### WHAT THE EXERCISE ASKS
Line by line, retype the material with nothing left out.

### SOURCE MATERIAL
PR #28, opened 2026-08-08
Cut 0.2.0: the changelog said a release was due and none was tagged

luofang34:
Housekeeping that closes a self-inconsistency, not a new feature.

## Why

The composition digest moved when the design frame became an emission input (#12). That is one of the five values whose movement cuts a release, `CHANGELOG.md` has carried a written `0.2.0` entry ever since — and `git tag -l` shows only `v0.1.0`. So the repository was asserting a discipline it had not followed, which is exactly the drift these entries exist to prevent.

## What changed

- The screen-composition work (#11) sat under `[Unreleased]` while shipping in the **same revision** as the 0.2.0 entry above it. Tagging would have made the tag disagree with the tree the moment it was applied, so it folds into 0.2.0, where it actually ships.
- One statement in it had gone stale: it said the monitor's criticality band is `None`, "a measurement rather than an omission". The safety fix in #11 made it genuinely measured, and an unwitnessed band now *refuses* obscuration rather than permitting it.
- The alerts axis and its cost are recorded, because a consumer re-pinning across this release will see admission go from 121 cases to 242 and counted warnings from 83 to 166, and should know that is an added axis rather than a regression.

`check-release-markers.sh` still validates the 0.2.0 entry against the tree: `OK (0.2.0; ABI 6, scene 1, corpus 4, panels: pfd, hsi, monitor)`.

## After merge

I will tag `v0.2.0` on the merge commit with the five values in its message, per the release steps in `CONTRIBUTING.md` — the step that is deliberately manual because a release tags its own merge commit, which does not exist while this PR is open.

### DIFF
--- a/CHANGELOG.md
+++ b/CHANGELOG.md
@@ -24,12 +24,30 @@ from a rewritten one. Entries are newest first, and the tag's message
 repeats the same five values so `git show <tag>` answers the question
 without a checkout. `CONTRIBUTING.md` has the release steps.
 
-## [Unreleased]
+## [0.2.0] — 2026-08-07
 
-Screen composition ([`AIR-OUT-011`](docs/instruments/requirements.md)).
-None of the five values above moved, so this is not a release — but a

### WRITTEN ANSWER
PR #28, opened 2026-08-08
Cut 0.2.0: the changelog said a release was due and none was tagged

luofang34:
Housekeeping that closes a self-inconsistency, not a new feature.

## Why

The composition digest moved when the design frame became an emission input (#12). That is one of the five values whose movement cuts a release, `CHANGELOG.md` has carried a written `0.2.0` entry ever since — and `git tag -l` shows only `v0.1.0`. So the repository was asserting a discipline it had not followed, which is exactly the drift these entries exist to prevent.

## What changed

- The screen-composition work (#11) sat under `[Unreleased]` while shipping in the **same revision** as the 0.2.0 entry above it. Tagging would have made the tag disagree with the tree the moment it was applied, so it folds into 0.2.0, where it actually ships.
- One statement in it had gone stale: it said the monitor's criticality band is `None`, "a measurement rather than an omission". The safety fix in #11 made it genuinely measured, and an unwitnessed band now *refuses* obscuration rather than permitting it.
- The alerts axis and its cost are recorded, because a consumer re-pinning across this release will see admission go from 121 cases to 242 and counted warnings from 83 to 166, and should know that is an added axis rather than a regression.

`check-release-markers.sh` still validates the 0.2.0 entry against the tree: `OK (0.2.0; ABI 6, scene 1, corpus 4, panels: pfd, hsi, monitor)`.

## After merge

I will tag `v0.2.0` on the merge commit with the five values in its message, per the release steps in `CONTRIBUTING.md` — the step that is deliberately manual because a release tags its own merge commit, which does not exist while this PR is open.

### DIFF
--- a/CHANGELOG.md
+++ b/CHANGELOG.md
@@ -24,12 +24,30 @@ from a rewritten one. Entries are newest first, and the tag's message
 repeats the same five values so `git show <tag>` answers the question
 without a checkout. `CONTRIBUTING.md` has the release steps.
 
-## [Unreleased]
+## [0.2.0] — 2026-08-07
 
-Screen composition ([`AIR-OUT-011`](docs/instruments/requirements.md)).
-None of the five values above moved, so this is not a release — but a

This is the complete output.